(87b) Filtration of Submicron Particles by Agglomerates of Nanoparticles | AIChE

(87b) Filtration of Submicron Particles by Agglomerates of Nanoparticles

Authors 

Quevedo, J. A. - Presenter, New Jersey Institute of Technology
Pfeffer, R. - Presenter, Arizona State University
Patel, G. - Presenter, New Jersey Institute of Technology


In the present work, consolidated agglomerates and granules of nanoparticles are introduced as a filter media to remove submicron size particles (0.1 to 1 µm, solid and liquid) which are the most difficult to filter, and are commonly known as the most penetrating particle size (MPPS). Recent research conducted by our group revealed that granular beds of nanoparticle agglomerates/granules have collection efficiency comparable to HEPA fiber based filters but with filtration capacities larger than HEPA.

The nanoparticles used as a filter media are fumed silica, hydrophilic or hydrophobic, and carbon black. These powders can be treated or processed, i.e., granulated or consolidated by vibration during sieving, to form granules ranging from 150 µm to 800 µm in size that can be customized into a granular bed. In this case, filtration occurs due to the deep bed filtration mechanism. It was found that the granulated bed provides a larger capacity than HEPA fiber based filters.

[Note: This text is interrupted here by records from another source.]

PR #2936, opened 2024-02-16
feat(blocks): add meta to core/image blocks

jaredrethman:
### All Submissions:

- Added hooks to allow `show_in_rest` post-meta to be added as attributes to `core/image` blocks.
- Added styling for visual feedback during media requests:
   - Individual `image/core` blocks have a gradient animation and `<Spinner />` overlay.
   - "Update" post button is locked, pending media request resolution
- Added fallback logic to credit html to use block attributes if empty and `meta` attribute exists.
- Registered attachment credit post-meta.

These change are necessary for user who use plugins like [Distributor](https://github.com/10up/distributor) and are unable to display credit meta on pulling sites. This PR aims to solve this by adding it the core/image blocks attributes

Asana: 1205909204837811-as-1206457195610270/f

1. Ensure you have [Distributor](https://github.com/10up/distributor) installed and active
2. You have two sites connected using Distributors External Connections
5. Ensure you have an image (Media Library) where credit post-meta has been added

Screenshot 2024-02-16 at 16 42 10

6. Create a post, or edit existing one, and add above image to the block editor (`post_content`, then click Save/Update. Once saved, click "Distribute" post.

Screenshot 2024-02-16 at 16 57 42

8. Confirm credit is on both the source & destination sites for in-content attachments.

Screenshot 2024-02-16 at 17 00 50

### Other information:


assets/blocks/core-image/index.js
```diff
@@ -0,0 +1,83 @@
...
+				},
+			},
+		};
+	}
+);
+
+/**
+ * Display spinner and lock post saving until meta attributes are added to block
+ */
+const AttributesLoader = props => {
```
adekbadek: With `woocomerce` plugin active, this component causes an error to be thrown:

image

assets/blocks/core-image/index.js
```diff
@@ -0,0 +1,83 @@
...
+	const { meta } = useSelect( select => select( 'core' ).getMedia( imageId ), [ imageId ] ) ?? {
+		meta: {},
+	};
+	// Meta added, proceed
+	if ( Object.keys( meta ).length ) {
+		props.setAttributes( { meta } );
+		unlockPostSaving( 'attachment-meta-empty' );
+	} else {
+		lockPostSaving( 'attachment-meta-empty' );
+	}
```
adekbadek: These calls to `unlockPostSaving` and `lockPostSaving` happen on each render, which is not optimal. That code block should happen in a `useEffect` hook, only called if the value of `meta` has changed.

assets/blocks/core-image/index.js
```diff
@@ -0,0 +1,83 @@
...
+addFilter(
+	'editor.BlockEdit',
+	'newspack-plugin/block-edit-hook/core-image',
+	createHigherOrderComponent( BlockEdit => {
+		const blockEditComponent = props => {
+			if ( props.name === 'core/image' ) {
+				return (
+					<div className="newspack-block__core-image">
+						<BlockEdit { ...props } />
+						<AttributesLoader { ...props } />
```
adekbadek: Suggestion: render the credits below here, so it's a more WYSIWYG experience.

adekbadek (changes requested):

assets/blocks/core-image/index.js
jaredrethman: Nice catch, fixed.

assets/blocks/core-image/index.js
jaredrethman: This was automatically fixed with https://github.com/Automattic/newspack-plugin/pull/2936/commits/3142c27b72185fa0e54677b27abba52bd86791c2

assets/blocks/core-image/index.js
jaredrethman: Nice suggestion, this did cross my mind, I decided against adding any net-new functionality to try stay within scope. However, I've come up with a simple way of doing this without significant code additions.

See - [feat(blocks): make image credit display in editor](https://github.com/Automattic/newspack-plugin/pull/2936/commits/d4b9138c27875f62c936e3d2e940c27a47b7bf71)

Screenshot 2024-02-19 at 10 21 23

Look forward to your feedback.

assets/blocks/core-image/index.js
```diff
@@ -0,0 +1,113 @@
...
+	'editor.BlockEdit',
+	'newspack-plugin/block-edit-hook/core-image',
+	createHigherOrderComponent( BlockEdit => {
+		const blockEditComponent = props => {
+			if ( props.name === 'core/image' ) {
+				return (
+					<div
+						className="newspack-block__core-image"
+						style={ {
+							'--wp-block-image-caption-credit': `" ${ parseCreditToText(
```
adekbadek: This will only work if the "Caption" block attribute is toggled on: 

image

Feel free to drop this since as you've mentioned it's not part of requirements. Otherwise, the "Caption" attribute should be programmatically toggled on as part of these changes.

assets/blocks/core-image/index.js
```diff
@@ -0,0 +1,113 @@
...
+			},
+		};
+	}
+);
+
+/**
+ * Display spinner and lock post saving until meta attributes are added to block
+ */
+const AttributesLoader = props => {
+	const imageId = props.attributes.id;
```
adekbadek: If lacking `imageId`, this component should return `null`. Otherwise, the spinner will obscure the image choosing UI:

image

assets/blocks/core-image/index.js
```diff
@@ -0,0 +1,113 @@
...
+				</div>
+			) }
+		</>
+	);
+};
+
+/**
+ * Helper to parse credit meta
+ *
+ * @param {{}} credit Credit meta to parse
```
adekbadek: Sidenote: using TypeScript is preferred to JSDoc comments. But no harm in adding those.

adekbadek (changes requested):

assets/blocks/core-image/index.js
jaredrethman: @adekbadek I have recreated the caption mechanism/components to mimic current behavior + include credits.
Look forward to your feedback

assets/blocks/core-image/index.js
jaredrethman: Nice catch, and rookie mistake not testing this on my part. This has been fixed 527e83b4b0169ab3cf8c4a9cac1f2c55e56a9b59

assets/blocks/core-image/index.js
jaredrethman: Thanks for pointing this out. I've gone ahead and migrated all the code to TS (I'm a huge advocate). I hope thats okay.

adekbadek: That's great!

assets/blocks/core-image/loader.tsx
```diff
@@ -0,0 +1,50 @@
...
+	const { lockPostSaving, unlockPostSaving } = useDispatch( 'core/editor' );
+	const { meta }: { meta: AttributesMeta } = useSelect(
+		select => select( 'core' ).getMedia( imageId ),
+		[ imageId ]
+	) ?? {
+		meta: {},
+	};
+	useEffect( () => {
+		if ( Object.keys( meta ).length ) {
+			setAttributes( { meta } );
```
adekbadek: Sorry, this slipped my previous review: not _all_ meta values should be saved. We're only interested in the credit-related metadata. Otherwise, the block attributes will be polluted with unneeded meta:

image

assets/blocks/core-image/index.js
adekbadek: I appreciate the effort, but recreating the whole toolbar is overcomplicating the code and not solving the issue, unfortunately 😬  With these changes, the credit will be visible on the front-end regardless of caption, but in the editor it will be visible only if the caption is toggled on. What I meant in my suggestion was that the  block attribute should be uneditable if the credit is set – this way the presentation is the same in the editor and on the front-end.

adekbadek (changes requested):
Found one new small issue, and then there's this – https://github.com/Automattic/newspack-plugin/pull/2936#discussion_r1497346572 – to be resolved.

assets/blocks/core-image/index.js
jaredrethman: @adekbadek thanks for the feedback. The issue (the premise of this PR) was to ensure credits display on distributed (using 10up/distributor) posts. This is done and works 100%, if you feel differently please share your feedback concerning this specifically.

Since the issue was resolved we've moved onto your recommendation i.e. "WYSIWYG". Let me try and explain what was necessary to achieve this.

Current functionality:
* Frontend: If credit exists, it will always display
* Frontend: If caption exists and has been enabled on block, it will always display
* Editor: `image/core` displays a caption if it exists and is toggled on
* Editor: No credit is displayed

The challenge:
`core/image` is a static and dynamic block. Captions are static and since we're unable to provide a `deprecation` mechanism the only way to manipulate how image captions display/behave in the editor is by recreating them and applying customizations to that. I'm unaware of another approach?

The last piece which I discovered this morning was to clear the caption when toggled-off. 1646f7c0bdf51be674e613d19e11f1ca0bd7a11f fixes that.

assets/blocks/core-image/loader.tsx
jaredrethman: @adekbadek This was by design in an effort to eliminate future needs for future attachment meta in distributed posts. 

I have filtered out all meta except for `_media_credit`, `_media_credit_url`, `_navis_media_credit_org` (Required to recreate the credit on distributed posts), in a4f0f53274e74cc46f341dd90f70cc7c342c0bdb

assets/blocks/core-image/index.js
adekbadek: > The issue (the premise of this PR) was to ensure credits display on distributed (using 10up/distributor) posts. This is done and works 100%

Yep, that's all good 👌 

> The challenge

I'm aware that this is challenging and that's why I've proposed to drop the the editor part of this PR. As it currently is, it's not WYSIWYG – the display of the credit is tied to the display of the caption, which is not true for the front-end. This is confusing for the user, less so than the credit appearing on the front-end while missing in the editor.  

The changes to the front-end are enough to satisfy requirements, so if the editor UI part is removed then we're good to go here.

jaredrethman:
> Found one new small issue, and then there's this – [#2936 (comment)](https://github.com/Automattic/newspack-plugin/pull/2936#discussion_r1497346572) – to be resolved.

Can you share a description of the "new small issue", thanks.

assets/blocks/core-image/index.js
jaredrethman: >the display of the credit is tied to the display of the caption, which is not true for the front-end.

With the latest code _this_ is current behavior.

**Has caption and credit:**

(Frontend)
Screenshot 2024-02-21 at 10 19 23

(Backend)
Screenshot 2024-02-21 at 10 29 15


**No caption, has credit**

(Frontend)
Screenshot 2024-02-21 at 10 21 33

(Backend)
Screenshot 2024-02-21 at 10 20 49

Let me know if you would still like me to remove "editor" parts and what those are.

adekbadek:
I was referring to the content of the code review, which was this comment -> https://github.com/Automattic/newspack-plugin/pull/2936#discussion_r1497329552

assets/blocks/core-image/index.js
adekbadek: > With the latest code this is current behavior.

Confirmed! 1646f7c0bdf51be674e613d19e11f1ca0bd7a11f fixed the issue I was describing.

adekbadek (approved):
Re-tested with various combinations of caption/credit, works flawlessly 🙌 Thanks!

PR #2944, opened 2024-02-22
Reverts for epic/network release

adekbadek:
These PRs were meant for an `epic/` release, but were merged to `trunk`:

- https://github.com/Automattic/newspack-plugin/pull/2935
- https://github.com/Automattic/newspack-plugin/pull/2936
- https://github.com/Automattic/newspack-plugin/pull/2940

This PR reverts all three, so they are not included in the current release cycle.


laurelfulford (approved):
Thanks for this, @adekbadek! 🙌 

As a (possibly unnecessary) precaution, I checked the changes against each diff to make sure everything was accounted for. I also did some quick functional testing around donations, sign ups and network syncing with the trunk versions of this and the Newspack Network plugin, and a bit around just using image credits. It all looks good to me!

PR #2951, opened 2024-02-26
fix: set wc default address option when donation country optional but state is required

chickenn00dle:
### All Submissions:

Closes [0/1206331646877121/1205955387558360/f
](https://app.asana.com/0/1206331646877121/1205955387558360/f)

This addresses a bug where, when WC is platform, and donation country is optional, but state is required, the donation checkout field errors with a missing state warning. We fix this by ensuring the `woocommerce_default_customer_address` setting is `base` for this specific configuration.

Screenshot 2024-02-27 at 12 17 13

1. In WooCommerce Settings set `Default customer location` to `no location by default`: WooCommerce > Settings
2. On a test site with donations setup via WooCommerce, go to the donations settings: Newspack > Reader Revenue > Donations
3. In the billing fields section of donations settings, unset country as a required field and set state as a required field (pictured above). This configuration causes a checkout bug where new customers can't get past the billing fields portion since new customers have no default country set and billing states won't populate as expected.
4. Confirm an information notice appears letting you know default store country will be used for new customers
5. Check the WC settings page again and confirm the `Default customer location` is now set to `Shop country/region`

### Other information:

### DIFF
--- a/assets/wizards/engagement/components/types.ts
+++ b/assets/wizards/engagement/components/types.ts
@@ -44,6 +44,7 @@ declare global {
 		};
 		newspack_reader_revenue: {
 			can_use_name_your_price: boolean;
+			is_platform_wc: boolean;
 		};
 	}
 }
--- a/assets/wizards/readerRevenue/views/donation/index.tsx
+++ b/assets/wizards/readerRevenue/views/donation/index.tsx
@@ -295,6 +295,11 @@ const BillingFields = () => {
 		? wizardData.donation_data.billingFields
 		: Object.keys( availableFields );
 
+	const isDefaultBillingCountryForced =
+		window.newspack_reader_revenue?.is_platform_wc &&
+		! billingFields.includes( 'billing_country' ) &&
+		billingFields.includes( 'billing_state' );
+
 	return (
 		<>
 			<Card noBorder headerActions>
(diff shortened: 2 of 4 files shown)


dkoo (approved):
@chickenn00dle this is working as described, so approving. BUT I have a suggestion for a different approach, as the one you've taken (by updating the option value when donation settings are saved) will not fix the user-facing "Billing State is a required field" error during checkout until the publisher re-saves donation settings.

Instead of triggering `maybe_update_woocommerce_default_customer_address` on saving donation settings, what if we filtered the option value (and default option value) of `woocommerce_default_customer_address` and then return the `base` value only if the actual DB value is empty and the donation billing fields have state but no country? Here's an example of where we take this approach to force certain WooCommerce option values in certain scenarios: https://github.com/Automattic/newspack-plugin/blob/trunk/includes/reader-revenue/woocommerce/class-woocommerce-connection.php#L29-L34

Let me know if you think this won't work for addressing this particular bug.

chickenn00dle:
Nice! Thanks for the suggestion @dkoo! My only concern about this approach is it can potentially lead to confusion for any site admins poking around Woo settings and wondering why the default location is not always behaving as it should. 

That said, if this is the general approach we take for this sort of issue, I think we should follow it here. So I've created a new PR for this here: https://github.com/Automattic/newspack-plugin/pull/2960. Mind giving that one a review as well?

I'll go ahead and close this one out.

dkoo:
> My only concern about this approach is it can potentially lead to confusion for any site admins poking around Woo settings and wondering why the default location is not always behaving as it should.

That's a very valid concern and something that we should always be mindful of. One thing we could do is to isolate the filter so that we only force the values when we absolutely need to, i.e. inside the modal checkout window. Otherwise, for standard checkouts where this isn't a concern (because the state + country billing fields will always be present), we should adhere to the standard behavior.

PR #2954, opened 2024-02-28
fix: donate block layout for NRH

dkoo:
### All Submissions:

Along with https://github.com/Automattic/newspack-blocks/pull/1682, fixes a regression introduced by #2866.

1. On `release`, set your Reader Revenue platform to NRH and disable WooCommerce.
2. View a Donate block in the editor and on the front-end.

The customized filters were challenged against aerosol with solid PSLS particles or liquid oil droplets. In both cases, an atomizer was used to nebulize a water solution containing the solid PSLS particles or a solution of oil-ethanol. The experimental setup allowed challenging a customized filter and a HEPA filter simultaneously. The number of particles before and after both filters was measured with a Condensation Particle Counter (CPC). In addition, the particle size distribution of the challenging aerosol and the cleaned air was found by using a Scanning Mobility Particle Sizer (SMPS). Both data were used in the calculation of the collection efficiency at different gas velocities passing through the filters. The customized filters were characterized during operation by their pressure drop and their collection efficiency. The pressure drop across the filters was simultaneously monitored to determine its change with respect to time in order to compare filter's capacity against HEPA. Collection efficiencies similar to HEPA filters have been achieved with our granular filters made of agglomerates/granules of nanoparticles with the advantage of a higher capacity which is given by a slower rate in the increase of bed pressure drop when compared against the pressure drop increasing rate of HEPA filters.